■ **YOUR OBJECTIVE**:
Please copy each line below that contains the word "validations".
# # # # # # #
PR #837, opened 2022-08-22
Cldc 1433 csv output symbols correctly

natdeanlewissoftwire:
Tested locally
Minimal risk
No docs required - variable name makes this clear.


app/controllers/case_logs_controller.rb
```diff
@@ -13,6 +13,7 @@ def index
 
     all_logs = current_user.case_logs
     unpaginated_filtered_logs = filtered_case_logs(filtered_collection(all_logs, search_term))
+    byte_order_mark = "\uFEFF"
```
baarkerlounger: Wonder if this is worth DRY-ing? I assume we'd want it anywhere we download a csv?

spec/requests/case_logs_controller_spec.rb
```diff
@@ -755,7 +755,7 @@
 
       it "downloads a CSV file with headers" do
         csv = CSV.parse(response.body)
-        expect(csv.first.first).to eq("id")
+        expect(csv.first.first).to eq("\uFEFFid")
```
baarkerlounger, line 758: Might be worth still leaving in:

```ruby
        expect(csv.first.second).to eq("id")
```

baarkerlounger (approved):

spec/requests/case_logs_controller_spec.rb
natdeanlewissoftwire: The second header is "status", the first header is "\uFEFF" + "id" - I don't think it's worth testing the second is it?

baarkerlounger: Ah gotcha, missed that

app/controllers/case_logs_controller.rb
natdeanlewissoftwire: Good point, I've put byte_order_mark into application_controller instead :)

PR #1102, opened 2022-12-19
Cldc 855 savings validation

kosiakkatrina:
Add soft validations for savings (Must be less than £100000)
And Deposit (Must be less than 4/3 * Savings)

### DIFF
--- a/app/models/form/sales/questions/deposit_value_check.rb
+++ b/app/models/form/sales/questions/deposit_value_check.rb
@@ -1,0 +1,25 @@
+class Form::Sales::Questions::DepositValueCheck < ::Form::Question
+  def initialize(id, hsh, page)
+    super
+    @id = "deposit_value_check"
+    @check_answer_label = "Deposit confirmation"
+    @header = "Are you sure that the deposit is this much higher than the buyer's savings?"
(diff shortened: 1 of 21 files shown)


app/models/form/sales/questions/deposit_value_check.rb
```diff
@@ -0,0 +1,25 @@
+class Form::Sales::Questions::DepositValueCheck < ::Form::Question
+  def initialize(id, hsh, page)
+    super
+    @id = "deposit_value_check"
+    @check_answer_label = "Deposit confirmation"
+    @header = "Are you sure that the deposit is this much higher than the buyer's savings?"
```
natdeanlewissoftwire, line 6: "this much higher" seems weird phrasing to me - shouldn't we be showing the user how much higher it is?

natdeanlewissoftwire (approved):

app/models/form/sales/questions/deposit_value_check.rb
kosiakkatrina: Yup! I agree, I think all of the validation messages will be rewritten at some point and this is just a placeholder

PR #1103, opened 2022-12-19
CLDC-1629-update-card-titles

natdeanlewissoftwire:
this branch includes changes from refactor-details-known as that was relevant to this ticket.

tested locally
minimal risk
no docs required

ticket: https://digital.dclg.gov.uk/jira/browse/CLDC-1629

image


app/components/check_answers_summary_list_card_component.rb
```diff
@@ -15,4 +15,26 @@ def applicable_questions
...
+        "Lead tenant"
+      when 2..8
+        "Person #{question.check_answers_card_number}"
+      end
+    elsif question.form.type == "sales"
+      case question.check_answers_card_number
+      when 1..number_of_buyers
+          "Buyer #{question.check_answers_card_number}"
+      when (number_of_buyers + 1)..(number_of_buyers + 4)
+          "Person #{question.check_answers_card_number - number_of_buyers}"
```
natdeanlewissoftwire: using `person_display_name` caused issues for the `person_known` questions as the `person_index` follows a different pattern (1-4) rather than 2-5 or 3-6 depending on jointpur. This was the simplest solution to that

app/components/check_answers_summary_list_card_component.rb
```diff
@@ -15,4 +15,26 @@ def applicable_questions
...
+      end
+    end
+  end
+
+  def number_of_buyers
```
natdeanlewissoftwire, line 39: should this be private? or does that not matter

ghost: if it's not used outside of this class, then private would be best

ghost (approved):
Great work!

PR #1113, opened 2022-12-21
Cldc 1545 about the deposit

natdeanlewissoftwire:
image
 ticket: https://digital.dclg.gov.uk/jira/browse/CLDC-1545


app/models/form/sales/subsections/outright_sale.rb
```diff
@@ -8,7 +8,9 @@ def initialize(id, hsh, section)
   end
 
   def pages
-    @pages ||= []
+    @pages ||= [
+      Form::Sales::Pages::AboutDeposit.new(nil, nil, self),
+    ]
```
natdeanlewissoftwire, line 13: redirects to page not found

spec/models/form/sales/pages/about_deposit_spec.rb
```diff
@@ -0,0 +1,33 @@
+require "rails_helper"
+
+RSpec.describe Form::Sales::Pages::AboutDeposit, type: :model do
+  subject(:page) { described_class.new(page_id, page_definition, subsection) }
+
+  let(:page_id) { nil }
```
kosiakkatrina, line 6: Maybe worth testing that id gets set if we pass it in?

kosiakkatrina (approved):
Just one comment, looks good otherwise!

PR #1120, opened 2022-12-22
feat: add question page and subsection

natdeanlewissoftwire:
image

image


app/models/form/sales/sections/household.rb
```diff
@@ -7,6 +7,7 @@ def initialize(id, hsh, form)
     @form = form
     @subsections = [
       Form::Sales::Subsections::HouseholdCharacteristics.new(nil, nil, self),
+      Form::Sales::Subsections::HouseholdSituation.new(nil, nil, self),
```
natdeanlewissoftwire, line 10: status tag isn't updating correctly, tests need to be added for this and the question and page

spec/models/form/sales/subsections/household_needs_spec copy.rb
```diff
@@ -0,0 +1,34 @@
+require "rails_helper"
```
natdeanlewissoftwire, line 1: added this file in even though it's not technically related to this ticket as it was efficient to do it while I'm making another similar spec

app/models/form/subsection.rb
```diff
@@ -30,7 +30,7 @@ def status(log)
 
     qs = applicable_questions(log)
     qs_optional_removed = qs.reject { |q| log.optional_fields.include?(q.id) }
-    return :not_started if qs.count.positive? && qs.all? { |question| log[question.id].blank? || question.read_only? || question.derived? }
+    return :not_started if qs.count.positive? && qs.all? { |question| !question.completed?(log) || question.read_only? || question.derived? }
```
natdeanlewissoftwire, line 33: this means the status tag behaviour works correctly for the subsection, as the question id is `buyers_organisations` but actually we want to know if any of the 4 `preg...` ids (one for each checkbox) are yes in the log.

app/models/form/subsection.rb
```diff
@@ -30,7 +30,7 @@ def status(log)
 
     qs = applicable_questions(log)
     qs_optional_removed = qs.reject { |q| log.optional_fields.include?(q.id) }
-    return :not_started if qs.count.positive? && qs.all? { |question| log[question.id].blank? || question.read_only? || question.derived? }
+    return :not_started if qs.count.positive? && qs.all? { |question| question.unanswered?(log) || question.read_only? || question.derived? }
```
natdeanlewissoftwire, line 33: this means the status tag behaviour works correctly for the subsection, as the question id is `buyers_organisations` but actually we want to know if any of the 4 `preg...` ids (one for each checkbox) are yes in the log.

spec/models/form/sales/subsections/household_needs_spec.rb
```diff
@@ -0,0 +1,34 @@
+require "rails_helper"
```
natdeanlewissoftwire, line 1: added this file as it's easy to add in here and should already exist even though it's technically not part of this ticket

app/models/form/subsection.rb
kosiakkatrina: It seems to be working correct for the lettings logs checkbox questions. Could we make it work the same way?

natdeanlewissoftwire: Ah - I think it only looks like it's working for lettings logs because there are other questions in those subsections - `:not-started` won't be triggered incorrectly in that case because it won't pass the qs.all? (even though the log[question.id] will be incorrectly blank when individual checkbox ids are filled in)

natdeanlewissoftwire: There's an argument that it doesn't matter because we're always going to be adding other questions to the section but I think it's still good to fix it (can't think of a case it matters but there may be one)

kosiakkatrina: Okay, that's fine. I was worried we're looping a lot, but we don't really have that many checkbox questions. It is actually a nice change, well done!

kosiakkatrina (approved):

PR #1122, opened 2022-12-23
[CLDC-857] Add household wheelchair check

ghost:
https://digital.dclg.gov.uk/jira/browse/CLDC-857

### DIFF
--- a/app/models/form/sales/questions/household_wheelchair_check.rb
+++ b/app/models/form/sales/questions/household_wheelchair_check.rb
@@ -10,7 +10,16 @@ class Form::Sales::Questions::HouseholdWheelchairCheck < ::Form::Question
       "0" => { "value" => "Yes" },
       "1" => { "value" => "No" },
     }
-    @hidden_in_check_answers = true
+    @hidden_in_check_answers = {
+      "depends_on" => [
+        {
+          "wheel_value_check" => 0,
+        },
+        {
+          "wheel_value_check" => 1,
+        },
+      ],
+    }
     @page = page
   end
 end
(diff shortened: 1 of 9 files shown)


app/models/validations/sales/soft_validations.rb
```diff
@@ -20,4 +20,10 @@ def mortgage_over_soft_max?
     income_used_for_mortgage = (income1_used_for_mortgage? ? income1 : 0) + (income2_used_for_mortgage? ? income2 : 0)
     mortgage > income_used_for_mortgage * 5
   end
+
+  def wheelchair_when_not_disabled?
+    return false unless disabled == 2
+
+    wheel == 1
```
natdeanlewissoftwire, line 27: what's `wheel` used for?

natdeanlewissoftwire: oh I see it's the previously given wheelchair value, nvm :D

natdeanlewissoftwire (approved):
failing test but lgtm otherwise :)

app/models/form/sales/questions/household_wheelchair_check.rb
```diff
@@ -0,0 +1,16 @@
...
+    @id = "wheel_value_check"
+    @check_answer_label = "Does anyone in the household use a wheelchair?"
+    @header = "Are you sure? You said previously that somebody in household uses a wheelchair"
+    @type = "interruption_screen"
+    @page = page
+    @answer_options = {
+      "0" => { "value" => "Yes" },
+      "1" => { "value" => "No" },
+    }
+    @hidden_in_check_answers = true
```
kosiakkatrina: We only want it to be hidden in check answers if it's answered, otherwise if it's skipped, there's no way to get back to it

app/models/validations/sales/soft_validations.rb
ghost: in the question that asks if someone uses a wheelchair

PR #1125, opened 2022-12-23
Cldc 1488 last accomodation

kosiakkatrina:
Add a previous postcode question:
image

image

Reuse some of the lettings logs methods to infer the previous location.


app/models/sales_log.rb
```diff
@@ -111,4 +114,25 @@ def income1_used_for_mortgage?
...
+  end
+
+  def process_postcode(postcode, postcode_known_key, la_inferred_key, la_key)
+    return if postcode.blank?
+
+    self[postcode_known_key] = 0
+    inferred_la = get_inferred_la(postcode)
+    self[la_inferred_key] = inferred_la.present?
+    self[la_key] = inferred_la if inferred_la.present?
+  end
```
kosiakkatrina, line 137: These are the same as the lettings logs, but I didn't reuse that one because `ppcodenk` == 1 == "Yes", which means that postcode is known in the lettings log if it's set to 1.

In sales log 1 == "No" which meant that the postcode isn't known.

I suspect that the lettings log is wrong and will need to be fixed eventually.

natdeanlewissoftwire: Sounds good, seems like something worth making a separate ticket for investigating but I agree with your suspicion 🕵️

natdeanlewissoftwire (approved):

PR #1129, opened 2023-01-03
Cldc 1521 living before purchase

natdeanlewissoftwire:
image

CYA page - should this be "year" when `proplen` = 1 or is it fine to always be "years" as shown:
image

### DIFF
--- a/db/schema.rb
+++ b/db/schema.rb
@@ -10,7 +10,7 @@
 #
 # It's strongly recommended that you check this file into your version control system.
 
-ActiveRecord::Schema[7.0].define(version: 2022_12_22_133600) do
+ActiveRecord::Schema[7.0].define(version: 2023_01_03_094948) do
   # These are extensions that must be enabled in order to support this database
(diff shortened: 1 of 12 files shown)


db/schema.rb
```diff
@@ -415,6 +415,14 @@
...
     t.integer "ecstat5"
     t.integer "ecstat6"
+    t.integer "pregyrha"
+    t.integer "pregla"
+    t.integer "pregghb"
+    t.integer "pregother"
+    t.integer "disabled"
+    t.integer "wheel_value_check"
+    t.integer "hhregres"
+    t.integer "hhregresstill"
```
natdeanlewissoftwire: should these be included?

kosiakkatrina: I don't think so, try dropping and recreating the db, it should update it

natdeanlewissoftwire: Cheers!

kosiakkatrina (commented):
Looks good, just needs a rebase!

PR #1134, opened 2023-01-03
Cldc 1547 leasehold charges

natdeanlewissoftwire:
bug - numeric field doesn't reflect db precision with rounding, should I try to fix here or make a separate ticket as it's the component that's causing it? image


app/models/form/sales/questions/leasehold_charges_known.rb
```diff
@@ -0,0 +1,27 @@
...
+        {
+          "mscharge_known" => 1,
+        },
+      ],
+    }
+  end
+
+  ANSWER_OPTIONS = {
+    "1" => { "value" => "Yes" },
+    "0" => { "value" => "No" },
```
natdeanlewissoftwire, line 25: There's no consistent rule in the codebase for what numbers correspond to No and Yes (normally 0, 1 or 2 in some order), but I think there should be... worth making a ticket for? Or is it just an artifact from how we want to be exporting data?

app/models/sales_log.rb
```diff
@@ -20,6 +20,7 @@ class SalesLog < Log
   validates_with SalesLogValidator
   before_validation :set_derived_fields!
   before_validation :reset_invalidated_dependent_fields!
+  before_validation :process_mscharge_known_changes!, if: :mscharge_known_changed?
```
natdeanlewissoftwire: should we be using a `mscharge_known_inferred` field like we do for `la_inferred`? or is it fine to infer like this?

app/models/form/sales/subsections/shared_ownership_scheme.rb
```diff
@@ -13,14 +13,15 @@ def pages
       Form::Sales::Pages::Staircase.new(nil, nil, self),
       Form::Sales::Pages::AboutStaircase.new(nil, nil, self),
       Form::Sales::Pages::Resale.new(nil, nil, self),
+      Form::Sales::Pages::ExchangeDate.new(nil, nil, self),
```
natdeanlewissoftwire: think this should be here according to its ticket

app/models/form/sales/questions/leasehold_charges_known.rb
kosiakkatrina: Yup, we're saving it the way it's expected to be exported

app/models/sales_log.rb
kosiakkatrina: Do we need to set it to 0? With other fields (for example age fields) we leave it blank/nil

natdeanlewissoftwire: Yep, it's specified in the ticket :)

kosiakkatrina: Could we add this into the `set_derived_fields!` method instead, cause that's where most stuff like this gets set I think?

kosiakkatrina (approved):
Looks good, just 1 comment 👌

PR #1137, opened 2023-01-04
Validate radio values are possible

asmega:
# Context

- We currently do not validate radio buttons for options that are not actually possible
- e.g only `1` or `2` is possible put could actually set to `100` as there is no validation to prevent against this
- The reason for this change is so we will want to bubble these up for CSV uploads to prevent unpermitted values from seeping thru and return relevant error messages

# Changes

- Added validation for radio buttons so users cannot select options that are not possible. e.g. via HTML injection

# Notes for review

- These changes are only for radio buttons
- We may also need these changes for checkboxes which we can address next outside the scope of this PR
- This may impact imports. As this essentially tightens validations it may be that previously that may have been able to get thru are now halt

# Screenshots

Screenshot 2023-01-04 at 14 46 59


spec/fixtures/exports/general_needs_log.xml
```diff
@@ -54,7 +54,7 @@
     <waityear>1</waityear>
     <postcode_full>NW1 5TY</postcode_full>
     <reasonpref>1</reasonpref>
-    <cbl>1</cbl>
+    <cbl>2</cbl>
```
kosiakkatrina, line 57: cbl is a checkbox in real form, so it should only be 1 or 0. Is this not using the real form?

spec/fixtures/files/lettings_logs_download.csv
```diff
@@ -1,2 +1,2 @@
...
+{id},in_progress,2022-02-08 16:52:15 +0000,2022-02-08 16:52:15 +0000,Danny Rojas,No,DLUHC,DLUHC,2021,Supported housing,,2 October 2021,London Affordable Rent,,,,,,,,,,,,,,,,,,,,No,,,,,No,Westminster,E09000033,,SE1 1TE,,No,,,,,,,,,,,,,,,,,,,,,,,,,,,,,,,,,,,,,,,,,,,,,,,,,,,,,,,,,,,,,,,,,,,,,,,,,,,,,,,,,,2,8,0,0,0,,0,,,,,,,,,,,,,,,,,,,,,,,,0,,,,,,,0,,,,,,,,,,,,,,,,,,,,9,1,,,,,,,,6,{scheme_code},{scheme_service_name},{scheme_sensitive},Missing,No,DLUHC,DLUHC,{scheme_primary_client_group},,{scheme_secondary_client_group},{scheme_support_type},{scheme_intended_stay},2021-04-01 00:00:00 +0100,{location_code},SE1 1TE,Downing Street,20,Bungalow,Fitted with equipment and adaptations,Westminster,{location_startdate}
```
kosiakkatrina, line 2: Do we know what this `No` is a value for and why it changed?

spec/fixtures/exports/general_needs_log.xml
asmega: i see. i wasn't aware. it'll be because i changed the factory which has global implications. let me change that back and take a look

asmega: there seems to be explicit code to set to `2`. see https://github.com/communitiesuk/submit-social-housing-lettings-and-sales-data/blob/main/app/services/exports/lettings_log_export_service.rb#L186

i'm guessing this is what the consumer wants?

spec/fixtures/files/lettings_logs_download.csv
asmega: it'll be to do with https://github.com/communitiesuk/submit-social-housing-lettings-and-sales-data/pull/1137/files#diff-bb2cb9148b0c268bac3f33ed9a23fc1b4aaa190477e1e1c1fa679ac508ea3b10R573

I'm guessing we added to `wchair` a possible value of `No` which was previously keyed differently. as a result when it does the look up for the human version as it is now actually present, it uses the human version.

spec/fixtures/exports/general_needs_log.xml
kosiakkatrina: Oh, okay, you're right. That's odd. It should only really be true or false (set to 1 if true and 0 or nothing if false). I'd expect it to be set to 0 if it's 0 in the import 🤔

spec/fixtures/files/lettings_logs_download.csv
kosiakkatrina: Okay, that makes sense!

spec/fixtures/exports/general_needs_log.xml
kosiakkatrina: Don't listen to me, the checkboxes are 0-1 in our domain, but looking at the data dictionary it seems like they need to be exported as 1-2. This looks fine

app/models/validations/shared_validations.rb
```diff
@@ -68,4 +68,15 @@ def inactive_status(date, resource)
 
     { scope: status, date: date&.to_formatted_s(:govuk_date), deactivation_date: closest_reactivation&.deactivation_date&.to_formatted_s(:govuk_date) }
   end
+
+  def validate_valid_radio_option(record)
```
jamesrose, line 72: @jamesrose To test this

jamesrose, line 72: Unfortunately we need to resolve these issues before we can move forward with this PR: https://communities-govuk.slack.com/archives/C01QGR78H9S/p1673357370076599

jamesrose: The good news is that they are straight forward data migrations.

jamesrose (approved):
# # # # # # #
■ **EXERCISE SOLUTION**:
Add soft validations for savings (Must be less than £100000)
app/models/validations/sales/soft_validations.rb
app/models/validations/sales/soft_validations.rb
- This may impact imports. As this essentially tightens validations it may be that previously that may have been able to get thru are now halt
app/models/validations/shared_validations.rb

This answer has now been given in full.